Australia has now notched 10 consecutive days without a locally acquired case.

Meanwhile, a new advertising campaign is being rolled out to encourage Australians to get coronavirus vaccines.

The $24 million campaign will run across traditional and social media and provide information about the safety, efficacy and availability of vaccines.

It details how vaccines will be rolled out to priority groups including the elderly, disabled Australians and frontline workers.

Dosage requirements are also explained.

Professor Kidd said coronavirus restrictions would remain in place until significant numbers of the population had been vaccinated.

"I want to encourage everybody when it comes to be your turn in the priority list to get the vaccine, to please line-up, get vaccinated," he said.

The campaign launch comes after the Therapeutic Goods Administration approved the Pfizer vaccine as the first to be used in Australia.

The vaccine rollout is expected to start in late February.

Paul Zahra from the Australian Retailers Association believes shop assistants should be among the first people to get vaccinated.

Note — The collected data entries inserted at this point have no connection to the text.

PR #1090, opened 2018-10-16
[PLAT-624] Users clean-up

gitkuba:


app/Console/Commands/UserPurge.php
```diff
@@ -0,0 +1,99 @@
...
+				continue;
+			}
+		}
+
+		return;
+	}
+
+	public function purge($user) {
+
+		$user->orders()->delete();
```
kvas-damian: I think we should use correct foreign keys instead of manually remember about all relations.
```
$table->foreign('user_id')
      ->references('id')->on('users')
      ->onDelete('cascade');
```
What if in future we add one more table that has a relation to user? I suspect we forget about adding it here...

app/Console/Commands/UsersCleanUp.php
```diff
@@ -0,0 +1,149 @@
...
+	 * @var string
+	 */
+	protected $description = 'Filter out user accounts';
+
+	/**
+	 * Create a new command instance.
+	 *
+	 * @return void
+	 */
+	public function __construct()
```
kvas-damian: not needed

app/Console/Commands/UsersCleanUp.php
```diff
@@ -0,0 +1,149 @@
...
+
+				case 'skip' :
+					continue;
+					break;
+
+				case 'back' :
+					$i -= 2;
+					break;
+
+				case 'preview changes' :
```
kvas-damian: Should this action skip the current user?

app/Console/Commands/UsersCleanUp.php
```diff
@@ -0,0 +1,149 @@
...
+					$this->showTable($users);
+					break;
+
+				case 'commit changes' :
+					$this->apply($users);
+					break;
+			}
+		}
+
+		return;
```
kvas-damian: when you go through the list of all users and decide what to do the loop will end and there is no chance to commit your changes.  I think it's unexpected

app/Console/Commands/UsersCleanUp.php
```diff
@@ -0,0 +1,149 @@
...
+	 */
+	public function handle()
+	{
+		$roleNames = Role::all()->pluck('name')->toArray();
+		$users = User::with(['userTime'])
+			->where(function ($query) {
+				$query
+					->whereDoesntHave('orders', function ($query) {
+						$query
+							->where('paid', 1);
```
kvas-damian: Is it ok that we try to remove account that could be in the process of payment? Eg. delay from P24?

app/Console/Commands/UserPurge.php
kvas-damian: As an alternative you could hook to `deleting` event: https://laravel.com/docs/5.7/eloquent#events

PR #1116, opened 2018-11-06
PLAT-600 | restore the flashcards state

bognix:


app/Http/Controllers/Api/PrivateApi/UserFlashcardsResultsApiController.php
```diff
@@ -41,4 +41,25 @@ public function post(Request $request) {
...
+	public function fetchMany(Request $request) {
+		$userId = $request->route('userId');
+		$ids = $request->get('flashcards_ids') ?? [];
+		$user = User::fetch($userId);
+
+		if (!Auth::user()->can('view', $user)) {
+			return $this->respondForbidden();
+		}
+
+		$response = UserFlashcardsResults
```
bognix: jak macie pomysł jak to zrobić mądrzej to pomóżcie :)

Potrzebuje wziąć ostatnie odpowiedzi i nie do końca wiedziałam jak to zrobić z poziomu zapytania - stąd `groupBy` na kolekcji

resources/assets/js/components/course/screens/Flashcards.vue
```diff
@@ -176,12 +181,16 @@
 					@media #{$media-query-tablet}
 						flex: 0 0 78px * 3
 
+					&--retake
+						flex: 0 0 78px * 2
```
bognix: 78px do zmiennej

resources/assets/js/store/modules/flashcards.js
```diff
@@ -30,34 +32,37 @@ const mutations = {
...
-	async setFlashcardsSet({commit}, {setId, ...requestParams}) {
+	async setFlashcardsSet({commit, rootGetters}, {setId, ...requestParams}) {
 		try {
 			const {data} = await axios.get(getApiUrl(`flashcards_sets/${setId}`), {
 				params: requestParams
 			})
-			const {included, ...flashcardSet} = data;
+			const {included, ...flashcardSet} = data
+
+			const {data: userResponseData} = await axios.post(getApiUrl(`user_flashcards_results/${rootGetters.currentUserId}`), {
```
bognix: use `current` instead of userId

routes/papi.php
```diff
@@ -278,4 +278,5 @@ function api_action($type, $method)
 	Route::get("{$r['flashcards']}/{id}", 'FlashcardsApiController@get');
 
 	Route::post("{$r['user-flashcards-results']}/{userId}/{flashcardId}", 'UserFlashcardsResultsApiController@post');
+	Route::post("{$r['user-flashcards-results']}/{userId}", 'UserFlashcardsResultsApiController@fetchMany');
```
kvas-damian: I think we need to migrate this route to use currentUserId instead of a parameter

bognix: if you pass `current` instead of the numeric value for ID the user from session will be fetched. There is still check in the Controller to make sure user won't access other users results.

I can remove the /userId from route but not in the same release, because we have 6 webservers and we need to support situation that some webservers have new backend and others have old one I need to leave both routes, and remove in the next release.

app/Http/Controllers/Api/PrivateApi/UserFlashcardsResultsApiController.php
bognix: After my conversation with Adam I need to rewrite it anyway so let's leave it as it is for now.

PR #1118, opened 2018-11-07
PLAT-668 | Allow admins to use all lessons

kvas-damian:


app/Http/Controllers/Api/PrivateApi/UserLessonApiController.php
```diff
@@ -68,8 +68,7 @@ public function putPlan(UpdateLessonsPreset $request, $userId)
 
 		return $this->respondOk([
 			'lessons'        => $controller->transform($lessons),
-			'end_date'       => $plan->last()['start_date']->timestamp,
-			'end_date_human' => $plan->last()['start_date'],
+			'end_date'       => $plan->last()['start_date'] ? $plan->last()['start_date']->timestamp : Carbon::now()->timestamp,
```
bognix: `$plan->last()['start_date']->timestamp ?? Carbon::now()->timestamp`

być może zadziała :)

app/Models/Lesson.php
```diff
@@ -74,6 +82,8 @@ public function startDate($user = null, $editionId = 1)
 
 			if (!is_null($lessonAccess)) {
 				return Carbon::parse($lessonAccess->start_date);
+			} else {
+				return Carbon::now();
```
bognix: return `null` as it was before and update client to handle empty start date.

PR #1123, opened 2018-11-13
PLAT-592 |  flashcard questions editing

kvas-damian:
Added:
* flashcards sets edition on screens editor
* flashcards sets editing
* flashcards questions editing

Notes:
* improved Textarea component to render at least few lines
* Fix `originalData` in Form to not use reference - when editing `data`, `originalData` was also updated by reference so there was no diff.
* Refactored `Autocomplete` component to not be dependent on item rendering component


app/Models/FlashcardsSet.php
```diff
@@ -22,4 +22,15 @@ public function lesson()
 	{
 		return	$this->belongsTo('\App\Models\Lesson');
 	}
+
+	public function syncFlashcards($flashcardIds) {
+		$orderNumber = 0;
+		$flashcardsSync = [];
+		foreach($flashcardIds as $flashcardId) {
```
bognix: how about checking if flashcard with given ID exist?

resources/assets/js/admin/components/flashcards/edit/FlashcardEditor.vue
```diff
@@ -0,0 +1,104 @@
...
+	import { alerts } from 'js/mixins/alerts'
+
+	import Textarea from "js/admin/components/forms/Textarea";
+
+	export default {
+		name: 'FlashcardEditor',
+		components: {
+			'wnl-form-textarea': Textarea,
+		},
+		mixins: [ alerts ],
```
bognix: as an alternative to using this mixin I would reccomend using action `addAutoDismissableAlert`

resources/assets/js/admin/components/flashcards/edit/FlashcardEditor.vue
```diff
@@ -0,0 +1,104 @@
...
+			return {
+				form: new Form({
+					content: null,
+				}),
+				loading: false,
+			}
+		},
+		computed: {
+			flashcardId() {
+				return this.$route.params.flashcardId;
```
bognix: consider passing `flashcardId` as prop instead of computing it from route. This way the form can be reused in different contexts.

resources/assets/js/admin/components/flashcards/FlashcardsSets.vue
```diff
@@ -0,0 +1,37 @@
+<template>
+	<div class="flashcards-sets">
+		<div class="flashcards-container" v-if="isReady">
+			<wnl-flashcards-set-editor v-if="flashcardsSetId" />
```
bognix: I would recommend using child routes here instead of using ifs.

resources/assets/js/admin/components/flashcards/Flashcards.vue
```diff
@@ -0,0 +1,37 @@
+<template>
+	<div class="flashcards">
+		<div class="flashcards-container" v-if="isReady">
+			<wnl-flashcard-editor v-if="flashcardId" />
```
bognix: I would recommend using child routes here instead of using ifs.

resources/assets/js/admin/components/flashcards/Flashcards.vue
```diff
@@ -0,0 +1,37 @@
...
+			<wnl-flashcards-list v-else />
+		</div>
+	</div>
+</template>
+
+<style lang="sass" rel="stylesheet/sass" scoped>
```
bognix: this can be removed.

resources/assets/js/admin/components/flashcards/edit/FlashcardsSetEditor.vue
```diff
@@ -0,0 +1,224 @@
...
+				if (this.form.flashcards.includes(flashcardId)) {
+					this.errorFading('To pytanie jest już w zestawie', 2000)
+				} else {
+					this.form.flashcards.push(flashcardId);
+				}
+				this.flashcard.reset();
+			}
+		},
+		mounted() {
+			this.form.populate(this.flashcardsSetResourceUrl);
```
bognix: if there is no ID - new flashcards set this returns 405 error.

resources/assets/js/admin/components/flashcards/edit/FlashcardsSetEditor.vue
```diff
@@ -0,0 +1,224 @@
...
+			<wnl-form-input
+					name="mind_maps_text"
+					:form="form"
+					v-model="form.mind_maps_text"
+			>
+				Mind mapy
+			</wnl-form-input>
+			<label class="label">Lekcja</label>
+			<span class="select flashcards-set-editor-select">
+				<wnl-select :form="form"
```
bognix: this returns `Duplicate keys detected: 'key'. This may cause an update error`

resources/assets/js/admin/components/flashcards/edit/FlashcardsSetEditor.vue
```diff
@@ -0,0 +1,224 @@
...
+				@input="onDescriptionInput"
+			/>
+			<h4 class="title margin top">Lista pytań</h4>
+			<div class="flashcards-admin">
+				<draggable v-model="form.flashcards" @start="drag=true" @end="drag=false" v-if="areFlashcardsReady">
+					<wnl-flashcards-set-list-item
+							v-for="flashcardId in form.flashcards"
+							:key="flashcardId"
+							:id="flashcardId"
+							:content="allFlashcards.find(flashcard => flashcard.id === flashcardId).content"
```
bognix: `TypeError: Cannot read property 'content' of undefined` w przypadku kiedy ktoś doda ID nieistniejącego flashcarda.

resources/assets/js/admin/components/flashcards/edit/FlashcardsSetEditor.vue
```diff
@@ -0,0 +1,224 @@
...
+		methods: {
+			...mapActions('lessons', { setupLessons: 'setup' }),
+			...mapActions('flashcards', { setupFlashcards: 'setup' }),
+			onDescriptionInput() {
+				this.form.description = this.$refs.descriptionEditor.editor.innerHTML;
+			},
+			removeFlashcard(flashcardId) {
+				this.form.flashcards = this.form.flashcards.filter(id => id !== flashcardId)
+			},
+			flashcardsSetFormSubmit() {
```
bognix: on my local machine submit doesn't work when adding new set. No error is thrown but also no request is issued.

bognix: I don't see how you update the list of flashcards sets once you add new one. The setup method in FlashcardsSets.vue returns the value from store in case it was previously called.

resources/assets/js/admin/store/modules/flashcards.js
```diff
@@ -0,0 +1,58 @@
...
+
+// Initial state
+const state = {
+	ready: false,
+	flashcards: [],
+}
+
+// Getters
+const getters = {
+	isReady: state => state.ready,
```
bognix: you can use `mapState` instead of `mapGetter` to get this value, you wouldn't need this getter if you'll use `mapState`

app/Models/FlashcardsSet.php
kvas-damian: It's an admin tool. Do we really care about such edge-cases for admins?
This row is being ignored when fetching it.

resources/assets/js/admin/components/flashcards/edit/FlashcardsSetEditor.vue
kvas-damian: we're going to migrate to autocomplete solution so the problem should be resolved there

resources/assets/js/admin/components/flashcards/edit/FlashcardsSetEditor.vue
kvas-damian: You're right. I moved the submit button outside of form. Will be fixed.

Also the cache is a  problem.

resources/assets/js/admin/components/lessons/edit/ScreensMetaEditorFlashcards.vue
```diff
@@ -0,0 +1,143 @@
...
+				</ul>
+			</div>
+			<div class="flashcards-set-add">
+				<div class="control">
+					<label class="label">Wybierz zestaw pytań</label>
+					<input class="input" placeholder="Id lub treść aby wyszukać" v-model="flashcardsSetInput"/>
+				</div>
+				<div class="control">
+					<wnl-autocomplete
+							isDown="true"
```
bognix: FYI `isDown` is equal to `"true"` in props (true as String true)

PR #1199, opened 2018-12-20
[PLAT-767] admin can browse, search, edit and create new question

preziu:
- [ ] add elastic search indexing for QuizQuestion on production


resources/assets/js/admin/components/quizes/list/QuizQuestionsList.vue
```diff
@@ -0,0 +1,40 @@
...
+</template>
+
+<script>
+import WnlQuizQuestionListItem from 'js/admin/components/quizes/list/QuizQuestionListItem';
+import WnlPaginatedList from 'js/admin/components/lists/PaginatedList';
+
+export default {
+	name: 'QuizQuestionsList',
+	components: {
+		'quiz-question-list-item': WnlQuizQuestionListItem,
```
kvas-damian: Can we try to use `wnl` prefix for all our components?

resources/assets/js/admin/components/quizes/list/QuizQuestionListItem.vue
```diff
@@ -0,0 +1,39 @@
+<template>
+	<div class="margin bottom item">
+		<router-link :to="to" class="link">
+			<span class="id">{{id}}. </span>
+			<span class="text" v-html="text" />
```
kvas-damian: What do you think about displaying first XX chars of the question? So questions are really long and we don't need entire question content on the list.
Also we could consider stripping HTML tags - currently it looks odd when you have some questions styled on the list.

resources/assets/js/admin/components/quizes/list/QuizQuestionsList.vue
preziu: Good point! I'll implement that convention for future (and this one) custom components, cheers!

"We want to give customers confidence that when they're shopping in a store that they are dealing with people that have been vaccinated," he told the ABC.

The federal government has dismissed concerns about possible delays in getting vaccine supplies to Australia.

Pharmaceutical companies are locked in a dispute with the European Union over supplies.

The EU is planning to slap export controls on vaccines produced within its borders.

Treasurer Josh Frydenberg says that will not affect 10 million doses of the Pfizer vaccine produced in Belgium that Australia has purchased, or other doses of the AstraZeneca jab.

"Based on what we know today, that is not expected to change the arrival dates for those vaccines," he told ABC radio.

Mr Frydenberg is opposed to the EU putting on export controls.

"Obviously we would not welcome that because, as the World Health Organisation has said, the vaccine needs to be spread as broadly and as widely as possible."